Stored data entries.

***

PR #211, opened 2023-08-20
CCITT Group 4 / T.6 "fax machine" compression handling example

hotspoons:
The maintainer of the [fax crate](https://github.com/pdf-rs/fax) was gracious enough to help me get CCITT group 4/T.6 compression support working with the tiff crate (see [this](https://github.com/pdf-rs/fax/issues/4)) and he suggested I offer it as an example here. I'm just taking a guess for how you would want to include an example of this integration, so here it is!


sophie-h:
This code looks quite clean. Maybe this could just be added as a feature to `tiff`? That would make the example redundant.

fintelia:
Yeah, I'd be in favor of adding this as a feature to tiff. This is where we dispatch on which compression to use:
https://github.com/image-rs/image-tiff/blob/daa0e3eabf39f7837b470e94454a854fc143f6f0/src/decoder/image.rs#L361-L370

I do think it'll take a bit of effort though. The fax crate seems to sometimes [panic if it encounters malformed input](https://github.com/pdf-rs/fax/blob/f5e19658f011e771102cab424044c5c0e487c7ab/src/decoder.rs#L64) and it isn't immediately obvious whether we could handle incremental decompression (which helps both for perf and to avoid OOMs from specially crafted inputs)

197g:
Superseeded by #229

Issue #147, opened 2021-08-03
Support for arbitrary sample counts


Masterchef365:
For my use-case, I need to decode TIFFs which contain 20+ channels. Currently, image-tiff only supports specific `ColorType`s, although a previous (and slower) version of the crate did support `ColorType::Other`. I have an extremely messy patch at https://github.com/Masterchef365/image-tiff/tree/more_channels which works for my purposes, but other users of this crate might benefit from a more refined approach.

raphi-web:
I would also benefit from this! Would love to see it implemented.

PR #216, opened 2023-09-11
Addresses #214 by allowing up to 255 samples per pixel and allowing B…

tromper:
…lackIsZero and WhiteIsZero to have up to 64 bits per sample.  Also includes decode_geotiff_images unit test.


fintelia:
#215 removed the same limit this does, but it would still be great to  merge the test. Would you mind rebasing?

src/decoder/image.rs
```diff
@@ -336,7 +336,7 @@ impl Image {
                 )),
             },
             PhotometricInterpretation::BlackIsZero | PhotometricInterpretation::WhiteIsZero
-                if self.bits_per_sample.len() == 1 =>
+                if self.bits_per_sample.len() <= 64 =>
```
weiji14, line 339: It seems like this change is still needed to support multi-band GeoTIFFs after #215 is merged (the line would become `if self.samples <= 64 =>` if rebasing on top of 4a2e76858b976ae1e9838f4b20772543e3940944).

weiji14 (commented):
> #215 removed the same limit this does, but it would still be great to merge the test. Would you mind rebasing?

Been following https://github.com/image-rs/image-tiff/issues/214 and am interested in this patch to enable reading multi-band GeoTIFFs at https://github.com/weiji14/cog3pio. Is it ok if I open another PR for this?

***

Task. Faithfully reproduce all of the records, character for character.

Exercise answer.
PR #211, opened 2023-08-20
CCITT Group 4 / T.6 "fax machine" compression handling example

hotspoons:
The maintainer of the [fax crate](https://github.com/pdf-rs/fax) was gracious enough to help me get CCITT group 4/T.6 compression support working with the tiff crate (see [this](https://github.com/pdf-rs/fax/issues/4)) and he suggested I offer it as an example here. I'm just taking a guess for how you would want to include an example of this integration, so here it is!


sophie-h:
This code looks quite clean. Maybe this could just be added as a feature to `tiff`? That would make the example redundant.

fintelia:
Yeah, I'd be in favor of adding this as a feature to tiff. This is where we dispatch on which compression to use:
https://github.com/image-rs/image-tiff/blob/daa0e3eabf39f7837b470e94454a854fc143f6f0/src/decoder/image.rs#L361-L370

I do think it'll take a bit of effort though. The fax crate seems to sometimes [panic if it encounters malformed input](https://github.com/pdf-rs/fax/blob/f5e19658f011e771102cab424044c5c0e487c7ab/src/decoder.rs#L64) and it isn't immediately obvious whether we could handle incremental decompression (which helps both for perf and to avoid OOMs from specially crafted inputs)

197g:
Superseeded by #229

Issue #147, opened 2021-08-03
Support for arbitrary sample counts


Masterchef365:
For my use-case, I need to decode TIFFs which contain 20+ channels. Currently, image-tiff only supports specific `ColorType`s, although a previous (and slower) version of the crate did support `ColorType::Other`. I have an extremely messy patch at https://github.com/Masterchef365/image-tiff/tree/more_channels which works for my purposes, but other users of this crate might benefit from a more refined approach.

raphi-web:
I would also benefit from this! Would love to see it implemented.

PR #216, opened 2023-09-11
Addresses #214 by allowing up to 255 samples per pixel and allowing B…

tromper:
…lackIsZero and WhiteIsZero to have up to 64 bits per sample.  Also includes decode_geotiff_images unit test.


fintelia:
#215 removed the same limit this does, but it would still be great to  merge the test. Would you mind rebasing?

src/decoder/image.rs
```diff
@@ -336,7 +336,7 @@ impl Image {
                 )),
             },
             PhotometricInterpretation::BlackIsZero | PhotometricInterpretation::WhiteIsZero
-                if self.bits_per_sample.len() == 1 =>
+                if self.bits_per_sample.len() <= 64 =>
```
weiji14, line 339: It seems like this change is still needed to support multi-band GeoTIFFs after #215 is merged (the line would become `if self.samples <= 64 =>` if rebasing on top of 4a2e76858b976ae1e9838f4b20772543e3940944).

weiji14 (commented):
> #215 removed the same limit this does, but it would still be great to merge the test. Would you mind rebasing?

Been following https://github.com/image-rs/image-tiff/issues/214 and am interested in this patch to enable reading multi-band GeoTIFFs at https://github.com/weiji14/cog3pio. Is it ok if I open another PR for this?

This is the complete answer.